Les entreprises, Francis connaît. Il en dirige deux pendant près de 20 ans. S’il finit par les vendre, ce n’est pas parce qu’elles marchent mal mais parce qu’il a le sentiment d’avoir fait le tour de son sujet. « Je savais que ça m’arriverait à la cinquantaine, oui, j’ai toujours su que je ferais autre chose », précise-t-il. S’en suit une période d’investissements immobiliers où Francis se mue en maître d’ouvrage, négociant avec architectes et entreprises. Mais là n’est pas non plus le but ultime de sa reconversion. Ce qu’il souhaite désormais, c’est partager ses connaissances et ressentir l’utilité directe et concrète de son action.
Quand il découvre l’existence de Rivalis et son concept d’aide aux petites entreprises, il s’intéresse et prend rapidement contact. Entre sa participation à la réunion d’information et la formation, il n’y a pas trois mois. Francis habite Mulhouse mais faute de disponibilité dans sa ville, il choisit alors le Territoire de Belfort.

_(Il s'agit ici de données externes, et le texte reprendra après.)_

Issue #573, opened 2017-08-28
repos_ensure and version on RHEL 7


bostrowski13:
This module doesn't seem to work on RHEL 7 after trying to spin up a new cluster this morning.  Its been a while since we've had to do this, but I've grabbed the latest from this repo, and after updating my code and removing params that are deprecated, I'm now unable to get the server pulled down from package cloud and receiving the error...

"Error: Could not update: Execution of '/bin/yum -d 0 -e 0 -y install rabbitmq-server-3.6.11' returned 1: One of the configured repositories failed (rabbitmq_rabbitmq-server),
 and yum doesn't have enough cached data to continue."
...
failure: repodata/repomd.xml from rabbitmq_rabbitmq-server: [Errno 256] No more mirrors to try.
https://packagecloud.io/rabbitmq/rabbitmq-server/el/7Server/x86_64/repodata/repomd.xml: [Errno 14] HTTPS Error 404 - Not Found

Why is the rabbitmq repo not being used?  The one at https://www.rabbitmq.com/releases/

You could use version, with package provider RPM, and specify the source as the rabbitmq.com repo...

        version                  => $rabbitmq_version,
        package_provider         => 'rpm',
        package_source           => "https://www.rabbitmq.com/releases/rabbitmq-server/v${rabbitmq_version}/rabbitmq-server-${rabbitmq_version}-1.el${$osmajversion}.noarch.rpm",

You could also do the same thing with erlang, which is also available on the rabbitmq.com repo...

    package { 'erlang':
        ensure   => 'installed',
        source   => "https://www.rabbitmq.com/releases/erlang/erlang-${erlang_version}-1.el${osmajversion}.${distribution}.x86_64.rpm",
        provider => 'rpm'
    }

i would think this could be put in place of the repo::rhel class and you'd get all of your dependencies without including any other modules.

Looking at https://github.com/voxpupuli/puppet-rabbitmq/pull/493, theres some confusion about which param to use to pin the version, which again, doesn't seem to work when using repos_ensure => true on RHEL 7.

bostrowski13:
so at the time I had implemented the manifest below, i was able to use "version" to pin v3.6.3, even though 3.6.6 was just released.  Below is our implementation of the class.  the cluster is 2 nodes, and we're attempting to use the latest version, 3.6.11.

`class { '::rabbitmq':
    package_ensure           => $rabbitmq_version,
    repos_ensure             => true,
    service_manage           => true,
[...]

PR #577, opened 2017-08-30
Switch $releasevar to ${::os[release][major]}

wyardley:
Proposed fix for #573 -- this works around the issue where RHEL wants to hit 7Client / 7Server instead of 7 (which Packagecloud doesn't seem to have setup as valid names).

### DIFF
--- a/manifests/repo/rhel.pp
+++ b/manifests/repo/rhel.pp
@@ -1,7 +1,7 @@
 # Class: rabbitmq::repo::rhel
 # Makes sure that the Packagecloud repo is installed
 class rabbitmq::repo::rhel(
-    $location       = 'https://packagecloud.io/rabbitmq/rabbitmq-server/el/$releasever/$basearch',
+    $location       = "https://packagecloud.io/rabbitmq/rabbitmq-server/el/${::os[release][major]}/\$basearch",
     $key_source     = 'https://www.rabbitmq.com/rabbitmq-release-signing-key.asc',
   ) {
 
--- a/spec/spec_helper_local.rb
+++ b/spec/spec_helper_local.rb
@@ -12,14 +12,17 @@ end
 
 def with_debian_facts
   let :facts do
-    super().merge(operatingsystemmajrelease: '6',
-                  lsbdistcodename: 'squeeze',
-                  lsbdistid: 'Debian',
-                  osfamily: 'Debian',
-                  os: {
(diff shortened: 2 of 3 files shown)


manifests/repo/rhel.pp
```diff
@@ -1,7 +1,7 @@
 # Class: rabbitmq::repo::rhel
 # Makes sure that the Packagecloud repo is installed
 class rabbitmq::repo::rhel(
-    $location       = 'https://packagecloud.io/rabbitmq/rabbitmq-server/el/$releasever/$basearch',
+    $location       = "https://packagecloud.io/rabbitmq/rabbitmq-server/el/${::os[release][major]}/\$basearch",
```
bastelfreak: :+1: for structured facts

spec/spec_helper_local.rb
```diff
@@ -36,7 +36,11 @@ def with_openbsd_facts
 def with_redhat_facts
   let :facts do
     super().merge(operatingsystemmajrelease: '7',
```
bastelfreak: nitpicking, but could you add a newline after the ( in line 38 and before the { in line 40?

spec/spec_helper_local.rb
```diff
@@ -28,15 +30,24 @@ def with_openbsd_facts
...
+      osfamily: 'OpenBSD'
+    )
   end
 end
 
 def with_redhat_facts
   let :facts do
-    super().merge(operatingsystemmajrelease: '7',
-                  osfamily: 'Redhat')
+    super().merge(
```
wyardley: is this what you had in mind? I think the previous layout may have just been what `rubocop -a` did, or else copying the example of what was there before.

wyardley: Pushed one more update, let me know if it looks right. It didn't look right when I indented the curly brace after the newline.

wyardley: As you can probalby see, I also updated the Debian / OpenBSD facts.

But agree that we should rework this whole thing at some point.

manifests/repo/rhel.pp
alexjfisher: Bonus points if you also use the $facts hash?

wyardley: @alexjfisher should have thought of that... too bad it's already merged, but feel free to submit a PR 😉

La formation initiale qui a lieu dans les Vosges en octobre réunit 3 nouveaux experts. « J’appréhendais un peu cette formation, craignant de m’impatienter à suivre des cours une semaine durant, reconnaît Francis, mais en fait c’était intéressant. Tout s’est déroulé dans une bonne entente générale et j’ai particulièrement apprécié ». Son unique regret sur la formation ? Il aurait souhaité une approche informatique concrète. « Ce retard informatique est ma responsabilité, admet-il, j’avais toujours laissé ça dans les mains de mon ancienne secrétaire. Mais je m’y mets dorénavant ».
Les premiers pas de Francis sont récents. Cette prospection sur le terrain, il la considère comme un défrichage obligatoire, une étape formatrice auprès de sa clientèle. « Prospecter ne me pose pas de problème, ajoute-t-il, d’autant que je suis épaulé par deux experts référents, un pour la partie commerciale, et l’autre pour la partie gestion ». Des rendez-vous en « double commande » sont d’ores et déjà prévus.
Pas de pression excessive pour Francis, qui a la chance d’être à l’abri financièrement et n’est donc pas soumis à d’angoissantes frayeurs de calendrier. A 54 ans, il part heureux et plein de motivation dans son nouveau métier et n’a qu’un souhait « que ce soit le cas jusqu’à mon dernier jour de travail ! ».